Finding a second solution to a 2nd order differential equation. 
So for these problems it asks us to use reduction of order to find a second solution to the differential equations. My professor said that there exist other methods to solve these problems. I am working on problem 29 and as you can see the "reduction of order" method will get very messy with this one. I was wondering what the other way of solving this may be and if it exists it is even any easier? Thanks so much. 
P.S. I have the solution already and it appears as if there could be an easy way to do it since it is just $y_2=x^{1/4}e^{-2{\sqrt x}}$
 A: Use Abel's Theorem:  if your equation is of the form $y''+p(t)y'+q(t)y=g(t)$,  then the Wronskian of your solution set is given by $W=e^{\int -p(t)dt}$.  We also know the Wronskian of two solutions is given by $y_1y_2'-y_2y_1'$, so setting those two equal gives a simple first order equation.  In this case, rewriting your equation in standard form gives us 
$$y''+0y'+(0.1875x^{-2}-x^{-1})y=0$$ 
(note ever symbol is a + and the leading coefficient of $y''$ is a $1$, that's standard form)
so we get $W=e^{\int 0dx}=e^C$ We might as well pick the simplest $C$ and go for $C=0$,  so we get $W=1$.
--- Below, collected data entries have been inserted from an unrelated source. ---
PR #1093, opened 2020-09-16
GCW-3284 Add Registration Uniqueness Validation

bharat619:
### Ticket Link: 
https://jira.crossroads.org.hk/browse/GCW-3284


patrixr (approved):

steveyken (approved):
Thanks! Does this allow nil / blank by default? That would be helpful.
Does it treat upper and lower case as a clash?

bharat619:
This does allow nil/blank value.
And its case sensitive and treats uppercase and lowercase as different. 
Should it be made case insensitive?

Then, we get,  choosing $y_1=x^{1/4}e^{2\sqrt x},y_1'=\frac 1 4x^{-\frac 3 4}e^{2\sqrt x}+x^{1/4}e^{2\sqrt x}x^{-1/2}=e^{2\sqrt x}(\frac 1 4x^{-\frac 3 4}+x^{-\frac 1 4})$
So, $1=x^{1/4}e^{2\sqrt x}y_2'-e^{2\sqrt x}(\frac 1 4x^{-\frac 3 4}+x^{-\frac 1 4})y_2$.  Divide through by the coefficient of $y_2'$ to put this into standard first order form, and change the - to a +, to get
$y_2'+(-\frac 1 4x^{-1}-x^{-\frac 1 2})y_2=x^{-\frac 1 4}e^{-2\sqrt x}.$
So our integrating factor is $\mu=e^{\int-\frac 1 4x^{-1}-x^{-\frac 1 2}dx}=e^{-\frac 1 4\ln x-2x^\frac 1 2}=x^{-\frac 1 4}e^{-2x^{\frac 1 2}}$
You'll note that the integrating factor is exactly $(y_1^{-1})$.  This is not a coincidence, it should always work that way.  If you don't get that,  you made a mistake setting up your problem.
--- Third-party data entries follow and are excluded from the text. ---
PR #1109, opened 2020-10-06
GCW 3312 Improve Box Pallets

bharat619:
### Ticket Link: 
https://jira.crossroads.org.hk/browse/GCW-3312

### What does this PR do?
Adds additional counter cache columns to specify the count of package in a box or pallet


app/models/concerns/inventory_computer.rb
```diff
@@ -5,6 +5,8 @@ module InventoryComputer
   # Adds a sub module containing all the needed SQL computations
   #
   class Computer
+    PACK_UNPACK = [PackagesInventory::Actions::PACK, PackagesInventory::Actions::UNPACK].freeze
+    DISPATCH_UNDISPATCH = [PackagesInventory::Actions::DISPATCH, PackagesInventory::Actions::UNDISPATCH].freeze
```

So, setting up your answer,  we have $y_2=\frac {\int g(t)\mu (t)dt} {\mu (t)}$, so $y_2=\frac {\int x^{-\frac 1 4}e^{-2x^{\frac 1 2}}x^{-\frac 1 4}e^{-2\sqrt x}dx}{x^{-\frac 1 4}e^{-2x^{\frac 1 2}}}=\frac {\int x^{-\frac 1 2}e^{-4\sqrt x}dx}{x^{-\frac 1 4}e^{-2x^{\frac 1 2}}}$ 
Now, setting $u=-4\sqrt x$, $du=-2x^{-\frac 1 2}dx,-\frac 1 2 du=x^{-\frac 1 2}dx$we have the integral in the top converts to $\int -\frac 1 2 e^u du=-\frac 1 2 e^u +C=-\frac 1 2 e^{-4\sqrt x} +C$
Plugging that back into the top, we get $y_2=\frac {-\frac 1 2 e^{-4\sqrt x} +C}{x^{-\frac 1 4}e^{-2x^{\frac 1 2}}}=-\frac 1 2e^{-2\sqrt x}x^{-\frac 1 4}+Cx^{\frac 1 4}e^{2\sqrt x}$
Now, the second part with the C is just your original $y_1$ solution times an arbitrary constant.   The $-\frac 1 2$ came up in this calculation because we CHOSE an arbitrary $C$ when we calculated the wronskian, any other constant multiple will also work,  so we might as well take the constant multiple to be 1, and that gets to the second solution you have.